[Dataset items]
=== Begin Enclosure ===

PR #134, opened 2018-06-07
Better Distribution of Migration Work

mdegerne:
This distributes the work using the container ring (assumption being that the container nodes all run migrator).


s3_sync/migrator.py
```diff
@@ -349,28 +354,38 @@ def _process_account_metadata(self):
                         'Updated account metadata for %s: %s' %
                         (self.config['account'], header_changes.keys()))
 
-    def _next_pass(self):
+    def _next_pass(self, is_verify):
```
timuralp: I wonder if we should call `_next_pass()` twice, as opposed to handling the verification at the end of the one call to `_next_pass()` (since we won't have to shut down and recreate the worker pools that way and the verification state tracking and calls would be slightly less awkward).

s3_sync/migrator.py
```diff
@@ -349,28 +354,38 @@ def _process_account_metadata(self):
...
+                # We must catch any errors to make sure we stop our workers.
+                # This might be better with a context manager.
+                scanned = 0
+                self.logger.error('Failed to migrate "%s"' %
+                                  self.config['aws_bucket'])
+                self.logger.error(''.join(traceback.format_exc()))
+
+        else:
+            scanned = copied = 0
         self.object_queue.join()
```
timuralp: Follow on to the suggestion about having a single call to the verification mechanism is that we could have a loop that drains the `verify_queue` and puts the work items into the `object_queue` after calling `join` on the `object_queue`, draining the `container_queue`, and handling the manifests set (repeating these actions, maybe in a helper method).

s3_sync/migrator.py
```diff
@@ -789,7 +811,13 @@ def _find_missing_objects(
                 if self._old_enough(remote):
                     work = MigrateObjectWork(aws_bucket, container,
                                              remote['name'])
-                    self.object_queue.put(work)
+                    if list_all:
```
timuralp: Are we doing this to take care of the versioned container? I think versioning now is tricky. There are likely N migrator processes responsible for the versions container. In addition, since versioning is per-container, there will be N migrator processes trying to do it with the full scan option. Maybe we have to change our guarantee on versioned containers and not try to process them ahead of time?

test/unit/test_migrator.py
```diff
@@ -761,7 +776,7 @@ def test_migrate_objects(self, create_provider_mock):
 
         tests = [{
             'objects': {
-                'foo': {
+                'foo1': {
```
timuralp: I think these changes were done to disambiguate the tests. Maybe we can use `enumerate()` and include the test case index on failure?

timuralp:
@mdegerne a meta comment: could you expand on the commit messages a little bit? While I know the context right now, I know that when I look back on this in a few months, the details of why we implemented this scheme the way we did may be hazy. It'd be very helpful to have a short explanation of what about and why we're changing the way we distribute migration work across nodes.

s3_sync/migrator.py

=== End Enclosure ===
=== Begin Enclosure ===

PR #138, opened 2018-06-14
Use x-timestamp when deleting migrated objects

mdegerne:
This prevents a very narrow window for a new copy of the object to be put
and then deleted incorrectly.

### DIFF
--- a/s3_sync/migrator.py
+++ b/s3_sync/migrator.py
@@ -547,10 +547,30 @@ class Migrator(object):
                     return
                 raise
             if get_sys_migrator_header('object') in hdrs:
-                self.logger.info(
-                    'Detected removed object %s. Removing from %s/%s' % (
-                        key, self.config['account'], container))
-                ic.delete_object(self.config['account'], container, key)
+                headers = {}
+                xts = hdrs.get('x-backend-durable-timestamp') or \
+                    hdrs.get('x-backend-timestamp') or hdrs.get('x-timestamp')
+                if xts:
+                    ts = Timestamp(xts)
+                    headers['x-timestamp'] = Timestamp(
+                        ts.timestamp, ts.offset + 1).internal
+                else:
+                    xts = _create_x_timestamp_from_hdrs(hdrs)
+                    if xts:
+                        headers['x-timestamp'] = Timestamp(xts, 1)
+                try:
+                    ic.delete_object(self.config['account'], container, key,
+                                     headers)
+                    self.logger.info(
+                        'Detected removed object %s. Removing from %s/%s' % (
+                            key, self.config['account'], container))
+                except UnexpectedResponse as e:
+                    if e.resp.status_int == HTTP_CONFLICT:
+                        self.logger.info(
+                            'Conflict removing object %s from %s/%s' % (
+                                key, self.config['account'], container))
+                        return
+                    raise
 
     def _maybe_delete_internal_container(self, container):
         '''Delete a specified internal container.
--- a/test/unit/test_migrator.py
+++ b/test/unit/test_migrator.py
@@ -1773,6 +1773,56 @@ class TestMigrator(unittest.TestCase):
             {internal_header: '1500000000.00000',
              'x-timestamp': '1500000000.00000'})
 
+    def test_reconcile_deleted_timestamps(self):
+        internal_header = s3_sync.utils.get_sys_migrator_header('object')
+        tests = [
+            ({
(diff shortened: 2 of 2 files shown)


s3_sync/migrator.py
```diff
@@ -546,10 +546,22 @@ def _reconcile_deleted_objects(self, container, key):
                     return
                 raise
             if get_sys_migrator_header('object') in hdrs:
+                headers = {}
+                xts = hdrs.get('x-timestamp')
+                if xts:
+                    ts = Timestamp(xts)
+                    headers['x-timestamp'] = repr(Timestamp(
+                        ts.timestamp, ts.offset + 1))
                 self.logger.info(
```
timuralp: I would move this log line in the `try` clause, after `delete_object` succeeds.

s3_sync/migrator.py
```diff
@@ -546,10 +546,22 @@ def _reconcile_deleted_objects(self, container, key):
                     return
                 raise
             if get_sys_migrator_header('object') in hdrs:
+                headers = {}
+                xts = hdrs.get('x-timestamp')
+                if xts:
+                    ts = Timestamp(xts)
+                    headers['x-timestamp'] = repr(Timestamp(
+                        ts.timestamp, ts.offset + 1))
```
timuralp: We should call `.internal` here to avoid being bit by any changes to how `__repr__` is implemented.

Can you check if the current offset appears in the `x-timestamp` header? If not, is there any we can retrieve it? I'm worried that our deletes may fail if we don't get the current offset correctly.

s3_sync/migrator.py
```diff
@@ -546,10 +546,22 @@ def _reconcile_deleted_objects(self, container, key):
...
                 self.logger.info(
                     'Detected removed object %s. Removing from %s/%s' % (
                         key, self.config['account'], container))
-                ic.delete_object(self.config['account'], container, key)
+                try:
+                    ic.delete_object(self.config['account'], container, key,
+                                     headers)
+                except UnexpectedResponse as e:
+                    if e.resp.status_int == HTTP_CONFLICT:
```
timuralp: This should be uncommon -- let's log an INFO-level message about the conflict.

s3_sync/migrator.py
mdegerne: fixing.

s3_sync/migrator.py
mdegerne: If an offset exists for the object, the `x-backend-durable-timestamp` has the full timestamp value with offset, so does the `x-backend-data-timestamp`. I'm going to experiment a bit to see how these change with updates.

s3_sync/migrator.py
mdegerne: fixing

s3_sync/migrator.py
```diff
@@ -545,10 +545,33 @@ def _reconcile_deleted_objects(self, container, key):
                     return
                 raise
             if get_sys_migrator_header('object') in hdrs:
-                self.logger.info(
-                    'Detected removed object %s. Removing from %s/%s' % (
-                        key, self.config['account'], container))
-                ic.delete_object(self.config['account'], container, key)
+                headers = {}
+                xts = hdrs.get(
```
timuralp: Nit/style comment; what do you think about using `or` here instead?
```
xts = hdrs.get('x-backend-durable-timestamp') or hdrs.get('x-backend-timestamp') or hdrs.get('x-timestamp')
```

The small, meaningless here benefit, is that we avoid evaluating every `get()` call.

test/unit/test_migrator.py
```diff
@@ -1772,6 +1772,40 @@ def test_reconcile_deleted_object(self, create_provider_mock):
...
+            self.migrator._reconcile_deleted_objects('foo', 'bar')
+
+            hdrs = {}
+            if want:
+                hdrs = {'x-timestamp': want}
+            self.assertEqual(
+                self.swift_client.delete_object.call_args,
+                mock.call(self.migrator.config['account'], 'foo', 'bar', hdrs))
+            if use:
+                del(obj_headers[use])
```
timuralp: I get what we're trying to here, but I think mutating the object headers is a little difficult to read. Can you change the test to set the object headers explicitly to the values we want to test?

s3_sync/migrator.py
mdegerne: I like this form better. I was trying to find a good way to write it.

=== End Enclosure ===

Problem to solve >> Above are the records; copy every line in them that holds the word "full".

Answer space >>
timuralp: Are we doing this to take care of the versioned container? I think versioning now is tricky. There are likely N migrator processes responsible for the versions container. In addition, since versioning is per-container, there will be N migrator processes trying to do it with the full scan option. Maybe we have to change our guarantee on versioned containers and not try to process them ahead of time?
mdegerne: If an offset exists for the object, the `x-backend-durable-timestamp` has the full timestamp value with offset, so does the `x-backend-data-timestamp`. I'm going to experiment a bit to see how these change with updates.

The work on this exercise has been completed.